すでに2人の中で暗黙だが成り立っているルールが一つある。それは仕事が終わって帰宅する時、メッセージアプリで今から帰る、という旨の連絡を必ず送ること。日下部はメッセージで、日車はスタンプで毎日送り合う。どちらがやろうと言ったわけではないがこれが習慣となっていた。
「これは一つ目のルールでいいか」
「まぁ2人のルーティンになってるし、いいんじゃねぇか」
最後のプレゼンページにカタカタと打ち込む音が響く。
「あ、俺からいいか?」
「いいぞ、日下部」
「もし飲み会がある時は前日までに共有、とかどうだ?」
これは確かに、料理担当の日下部らしいと納得の空気が流れた。過去の同棲で彼女のために料理を作って待っていたにも関わらず、連絡なしで飲み会に行きべろべろに泥酔して翌朝帰ってきたのを思い出した。

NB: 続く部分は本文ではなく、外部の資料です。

PR #42, opened 2015-11-10
OS X Doesn't require CoreTelephony Framework

jleandroperez:
Tracks is crashing in Yosemite, since CoreTelephony isn't available there.
This wasn't picked up before, because CoreTelephony was added in El Capitan.

Needs Review: @astralbodies


astralbodies:
:shipit:

roundhill:
gojo_laptop

jleandroperez:
:smile:

PR #45, opened 2015-11-12
Fix data model loading when used as framework

koke:
I'm not sure if this line still needs to stay:

```obj-c
NSBundle *bundle = path != nil ? [NSBundle bundleWithPath:path] : [NSBundle bundleForClass:[self class]];
```

Needs Review: @astralbodies


koke:
Refs https://github.com/wordpress-mobile/WordPress-iOS/issues/4434

astralbodies:
Nice! Thanks for the update @koke :smile: :shipit:

PR #53, opened 2016-07-21
Issue/52 use ephemeral session

### LINKED ISSUE #52: Use a dedicated ephemeral session instead of shared session.
Reasons:

 - Call to the tracks service don't need to cached in anyway by the network.
 - Avoid flooding the shared session with events.
 - Easier to cancel/interrupt sending of events in the future

SergioEstevao:
Closes #52

How to test:
 - Start the demo app
 - Send events and check if they get to the server correctly.

Needs Review: @astralbodies


astralbodies:
Seems to work well - :shipit:

PR #55, opened 2016-07-21
Validates HTTP response code & content

### LINKED ISSUE #54: Verify errored network response causes events to be re-queued
Make sure the mechanism in place for re-queuing events when a network call fails works properly.

astralbodies:
Fixes #54 

Turns out I was not verifying that the HTTP response code was valid - I had assumed NSURLSession turned a non-2xx response into an NSError. Oops.

This fixes that, adds an additional check looking for `"Success"` and unit tests to validate the changes.

Needs Review: @SergioEstevao


SergioEstevao:
:shipit:

PR #70, opened 2018-04-09
Prevent tracks sending events after disabled

### LINKED ISSUE #65: Retain cycles in tracks client
We've identified a couple of retain cycles which prevent the TracksService to be deallocated when it's not needed anymore. This has the side effect of sending queued events after the service is already released from the app.

Both the service and the remote reference `self` from a callback block without `__weak`:

screen shot 2017-07-07 at 11 17 29
screen shot 2017-07-07 at 11 19 40

koke:
This fixes a couple retain cycles that were preventing the Tracks service from being deallocated, so it was still sending events after the user had opted out. It also adds a safeguard to clear any queued events, in case there are more undetected leaks.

料理を作って待っている立場を考えてみろ!と喧嘩になった嫌な記憶を思い出し、流石に日車はそんなことはしないと思ったが無意識に自分が行なってしまう可能性もあるのでルールに追加した。
「……最後に俺からも一ついいか。喧嘩しても絶対に別れる、と言うのは口にしないでほしい」
カッとなって突発的に出るのはとても傷つく、本気で別れるなら時間をとって話したいとのこと。切ないのか、恥ずかしいのかしゅんと目を合わせないよう少し猫背になっている。
「…そんなことするわけないだろ、付き合う時に言っただろ。コレが最後の恋愛だって」
「……分かってはいるが、念のためだ」
この先なにが起こるかわからないしな、と小さく付け加える。せっかく楽しい同棲の話をしているのに暗く終わりたくない、そう思いなにか、何か前向きな感じで終わらせたい、そう考え捻り出した答えが口から出た。
「……追加で、喧嘩してもその日に絶対仲直りするってのは?そうすれば別れるなんて言葉は出てこないだろ」
「……ッははっ、君らしいな」
必死な恋人に思わず吹き出し、2人は笑い合った。
暗くなったリビングのダイニングテーブルに手書きのメモがあった。そこには壁に貼る用として2人のルールがメモされていた。
・帰宅時は連絡(メッセージもしくはスタンプ)
・飲み会に行く時は前日までに共有
・喧嘩をしたらその日に仲直り(NGワード:別れる)
翌日予約した内見に行き、似た条件の物件をいくつか回ったがやはり日下部が見つけた部屋に申し込み無事審査が通った。2人は喜び、新たな生活に向け準備を始めた。
──ただしこの時はまだ知らなかった。日下部の趣味の道具の量に日車が断捨離しようと暴れ、一方日下部は日車の姑クラスの細かさに苛立ちを募らせることを。